*Records from a dataset*:
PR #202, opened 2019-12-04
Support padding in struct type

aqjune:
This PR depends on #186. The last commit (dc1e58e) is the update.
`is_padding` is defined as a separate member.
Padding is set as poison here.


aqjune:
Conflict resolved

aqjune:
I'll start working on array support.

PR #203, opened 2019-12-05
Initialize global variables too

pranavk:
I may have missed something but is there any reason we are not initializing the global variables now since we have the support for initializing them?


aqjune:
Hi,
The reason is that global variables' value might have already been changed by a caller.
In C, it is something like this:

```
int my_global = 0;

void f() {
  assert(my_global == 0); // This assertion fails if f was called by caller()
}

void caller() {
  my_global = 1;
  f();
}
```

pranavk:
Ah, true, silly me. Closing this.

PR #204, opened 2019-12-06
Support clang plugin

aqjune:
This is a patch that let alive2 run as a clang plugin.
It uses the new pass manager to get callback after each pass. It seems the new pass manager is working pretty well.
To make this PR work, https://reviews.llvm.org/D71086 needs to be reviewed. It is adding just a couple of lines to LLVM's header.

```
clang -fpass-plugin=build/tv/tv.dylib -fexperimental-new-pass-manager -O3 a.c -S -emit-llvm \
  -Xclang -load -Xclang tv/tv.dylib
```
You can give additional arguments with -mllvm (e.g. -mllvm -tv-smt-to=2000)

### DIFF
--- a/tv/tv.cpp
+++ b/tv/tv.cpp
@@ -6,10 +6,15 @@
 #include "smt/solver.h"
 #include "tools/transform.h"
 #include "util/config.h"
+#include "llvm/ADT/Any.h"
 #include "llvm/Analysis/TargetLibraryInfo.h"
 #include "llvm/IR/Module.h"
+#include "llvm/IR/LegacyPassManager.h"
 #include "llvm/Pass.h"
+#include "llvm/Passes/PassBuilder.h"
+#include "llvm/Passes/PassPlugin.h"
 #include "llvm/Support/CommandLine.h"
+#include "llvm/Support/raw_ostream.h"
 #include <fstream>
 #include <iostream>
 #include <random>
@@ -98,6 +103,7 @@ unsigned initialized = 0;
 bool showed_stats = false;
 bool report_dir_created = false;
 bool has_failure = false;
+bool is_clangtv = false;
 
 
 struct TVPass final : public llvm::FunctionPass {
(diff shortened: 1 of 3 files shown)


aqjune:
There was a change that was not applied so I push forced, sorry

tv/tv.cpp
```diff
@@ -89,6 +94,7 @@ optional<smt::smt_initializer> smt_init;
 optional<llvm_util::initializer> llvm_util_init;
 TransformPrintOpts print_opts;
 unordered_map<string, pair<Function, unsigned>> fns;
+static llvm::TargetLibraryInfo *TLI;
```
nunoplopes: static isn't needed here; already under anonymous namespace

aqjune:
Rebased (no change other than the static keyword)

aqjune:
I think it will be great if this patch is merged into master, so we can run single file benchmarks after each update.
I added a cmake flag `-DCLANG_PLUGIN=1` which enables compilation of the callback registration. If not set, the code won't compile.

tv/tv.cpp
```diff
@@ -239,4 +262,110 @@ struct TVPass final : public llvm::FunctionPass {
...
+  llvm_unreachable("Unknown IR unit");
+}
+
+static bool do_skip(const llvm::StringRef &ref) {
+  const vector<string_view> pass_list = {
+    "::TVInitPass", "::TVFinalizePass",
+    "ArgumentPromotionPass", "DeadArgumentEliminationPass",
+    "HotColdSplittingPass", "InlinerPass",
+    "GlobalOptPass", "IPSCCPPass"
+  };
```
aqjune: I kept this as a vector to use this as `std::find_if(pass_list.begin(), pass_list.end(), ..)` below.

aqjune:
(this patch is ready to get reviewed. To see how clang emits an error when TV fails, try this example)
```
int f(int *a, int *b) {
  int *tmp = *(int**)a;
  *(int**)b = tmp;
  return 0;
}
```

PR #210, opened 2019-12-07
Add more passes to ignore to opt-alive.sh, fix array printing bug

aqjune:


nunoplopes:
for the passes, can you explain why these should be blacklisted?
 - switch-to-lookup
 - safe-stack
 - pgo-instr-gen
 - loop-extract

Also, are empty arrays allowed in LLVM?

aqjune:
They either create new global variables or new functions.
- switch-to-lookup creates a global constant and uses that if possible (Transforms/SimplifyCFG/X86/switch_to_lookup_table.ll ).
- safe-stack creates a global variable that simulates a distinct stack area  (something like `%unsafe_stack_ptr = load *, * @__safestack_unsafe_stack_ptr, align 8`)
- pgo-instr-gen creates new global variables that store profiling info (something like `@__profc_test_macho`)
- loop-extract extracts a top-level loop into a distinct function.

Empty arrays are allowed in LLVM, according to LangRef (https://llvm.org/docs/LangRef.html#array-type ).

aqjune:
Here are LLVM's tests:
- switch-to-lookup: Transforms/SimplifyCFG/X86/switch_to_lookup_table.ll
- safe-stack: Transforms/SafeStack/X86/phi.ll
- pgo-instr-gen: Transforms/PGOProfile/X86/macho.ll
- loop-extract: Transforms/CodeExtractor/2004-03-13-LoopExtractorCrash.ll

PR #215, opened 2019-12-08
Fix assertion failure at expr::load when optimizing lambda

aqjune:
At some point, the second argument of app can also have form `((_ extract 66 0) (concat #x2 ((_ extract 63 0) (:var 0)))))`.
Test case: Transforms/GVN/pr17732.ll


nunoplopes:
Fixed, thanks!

*PROBLEM TO WORK ON*: Only lines with the word "public" are needed. Copy them from the preceding records.

*RESULT*:
 struct TVPass final : public llvm::FunctionPass {
@@ -239,4 +262,110 @@ struct TVPass final : public llvm::FunctionPass {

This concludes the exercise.